DEAR DR. FOX: I want to share an interesting story with you regarding our 10-year-old rescued husky, Blaney. Three years ago, we invited a couple from the neighborhood to join us for Thanksgiving. Two of our three children, plus our future son-in-law, were home.
When the guests arrived, Miriam (M) sat on the sofa and Blaney settled at her feet. A short while later, he snarled at her. The kids saw that and quickly moved him away. It was a little weird, but no harm. (Background: Blaney is very people-friendly. Loves mobs of kids, babies, everyone. He’s been called the neighborhood rock star. He knows M well, but this was the first time she had been in our home.)
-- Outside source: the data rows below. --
PR #238, opened 2024-03-29
feat: support custom subnet ID (`--vnet-subnet-id`)

Bryce-Soghigian:
Fixes #199 

**Description**
This pr solves the issue linked above and allows karpenter to tap into a specifed custom vnet + subnet id, via `--vnet-subnet-id` global flag. Both self-hosted and NAP deployments are expected to populate this from custom subnet specified for the cluster, which can be looked up from the system nodepool.

**How was this change tested?**
- ran make az-all-custom-subnet with new custom vnet cluster create:
- ran make az-perftest100 took 3 minutes to create all 100 nodes, they all join the subnet fine
real    3m6.050s
user    0m0.304s
sys     0m0.072s

**Does this change impact docs?**
- [ ] Yes, PR includes docs updates
- [ ] Yes, issue opened: # 
- [ ] No

**Release Note**

```release-note
Support custom subnet ID via `--vnet-subnet-id` flag
```

PR #239, opened 2024-03-29
WIP: Support for VnetSubnetID as a nodeclass field enabling BYO Subnet scenarios

### LINKED ISSUE #231: BYO subnet per node pool (AKSNodeClass)
**Add support to karpenter for BYO Subnet per AKSNodeclass**

A workload may require splitting cluster nodes into separate pools for logical isolation. Separate subnets dedicated to each node pool in the cluster can help support this isolation, which can address requirements such as having noncontiguous virtual network address space to split across node pools. 

The goal of this issue is to define how unique subnets in a custom vnet will work inside of karpenter. It will be largely based on the existing [AKS Nodepool VNETSubnetID](https://learn.microsoft.com/en-us/azure/aks/create-node-pools#node-pools-with-unique-subnets) field.

## Acceptance Criteria
- BYO Subnet per AKSNodeclass 
- supported for both Node Auto Provisioning and Self Hosted Karpenter
- we will not be supporting `--pod-subnet-id` as karpenter currently only supports azure cni + overlay

## Limitations
- If you expand your VNET after creating the cluster, you must update your cluster before adding a subnet outside the original CIDR block.
- System pods must have access to all nodes and pods in the cluster to provide critical functionality, such as DNS resolution and tunneling kubectl logs/exec/port-forward proxy.
- Internal load balancers default to one of the node pool subnets.
- All Subnets assigned to nodepools must belong to the same virtual network

----

Bryce-Soghigian:
Fixes #231

**Description**
This PR Introduces the `VnetSubnetID field from the aks api into the v1alpha2 AKSNodeclass api. This will allow customers to specify individual subnets outside of the default subnet. 

This paired with https://github.com/Azure/karpenter-provider-azure/pull/238 will allow users to bring their own VNET, and pick their own node subnets. 

This change does not add support for pod subnet since overlay uses fake ips for pods on each node, and only uses real ips for Nodes. Pod subnet will need to be introduced alongside the azure cni without overlay. 

- make test 
- e2e 

**Followup Work** 
- Subnet Drift should be supported and have e2e tests 
- e2e test case for allocating to an additional subnet

**Release Note**

```release-note
Adding support for BYO subnet, allowing users to configure a subnet per nodeclass
```

### DIFF
--- a/pkg/providers/instance/instance.go
+++ b/pkg/providers/instance/instance.go
@@ -86,7 +86,7 @@ type Provider struct {
 	launchTemplateProvider *launchtemplate.Provider
 	loadBalancerProvider   *loadbalancer.Provider
 	resourceGroup          string
-	subnetID               string
+	defaultSubnetID               string
 	subscriptionID         string
 	unavailableOfferings   *cache.UnavailableOfferings
 }
@@ -99,7 +99,7 @@ func NewProvider(
 	offeringsCache *cache.UnavailableOfferings,
 	location string,
 	resourceGroup string,
-	subnetID string,
+	defaultSubnetID string,
 	subscriptionID string,
 ) *Provider {
 	listQuery = GetListQueryBuilder(resourceGroup).String()
@@ -109,8 +109,8 @@ func NewProvider(
 		launchTemplateProvider: launchTemplateProvider,
 		loadBalancerProvider:   loadBalancerProvider,
 		location:               location,
+		defaultSubnetID:        defaultSubnetID,
 		resourceGroup:          resourceGroup,
-		subnetID:               subnetID,
 		subscriptionID:         subscriptionID,
 		unavailableOfferings:   offeringsCache,
 	}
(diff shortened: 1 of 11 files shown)


Bryce-Soghigian (commented):
/test

Bryce-Soghigian (commented):
/test

Bryce-Soghigian (commented):
/test

Bryce-Soghigian (commented):
/test

pkg/providers/instancetype/suite_test.go
```diff
@@ -142,7 +139,54 @@ var _ = Describe("InstanceType Provider", func() {
...
+				ContainSubstring("kubernetes.azure.com/network-name=karpentervnet"),
+				ContainSubstring("kubernetes.azure.com/network-subnet=karpentersub"),
+				ContainSubstring("kubernetes.azure.com/network-subscription=00000000-0000-0000-0000-00000000000"),
+				ContainSubstring("kubernetes.azure.com/nodenetwork-vnetguid=test-vnet-guid"),
+				ContainSubstring("kubernetes.azure.com/podnetwork-type=overlay"),
+			))
+		})
+	})
 	Context("VM Creation Failures", func() {
+		//It("should not continue to use a nodepool with a full subnet", func() {})
```
Bryce-Soghigian, line 189: Will remove this, but thought it might be an interesting mitigation to return ice for subnet full and let karpenter move to a different nodepool with allocatable IPs.

pkg/providers/instance/instance.go
```diff
@@ -86,7 +86,7 @@ type Provider struct {
 	launchTemplateProvider *launchtemplate.Provider
 	loadBalancerProvider   *loadbalancer.Provider
 	resourceGroup          string
-	subnetID               string
+	defaultSubnetID        string
```
Bryce-Soghigian, line 89: should we remove this and just use the env variable instead? How do we feel about these global access patterns with the environment variable?

Bryce-Soghigian:
Going to close this entire pr since the 300 or so lines of refactoring has been moved over to the custom vnet pr. That means its time to throw this one away and start anew with fresh commit history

A bit later, Blaney got up and settled once again at M’s feet. This time, with no warning, he climbed on her and bit her left breast! Needless to say, we were all shocked. Fortunately, M was unharmed, but much shaken. She told us at the time that she had had cancer in that breast. Now, three years later, calcifications were found deep in M’s left breast, and they were cancerous. Here’s what I think was going on that Thanksgiving three years ago: Blaney sensed the cancer and perceived it as a threat to his pack, and he did the only thing he could to protect us.
What do you think?
Before I sign off, I want to thank you for helping my daughter address digestive problems with her recently rescued dog about 18 months ago. It was so kind of you to take the time to help her. She was a new dog owner in a foreign country, and you were a lifeline. -- S.G., Ridgefield, Connecticut
DEAR S.G.: The theory as to why your dog reacted this way makes some sense. Animals will generally shun, but sometimes attack and drive away, one of their group if he/she is behaving erratically or looks or smells different.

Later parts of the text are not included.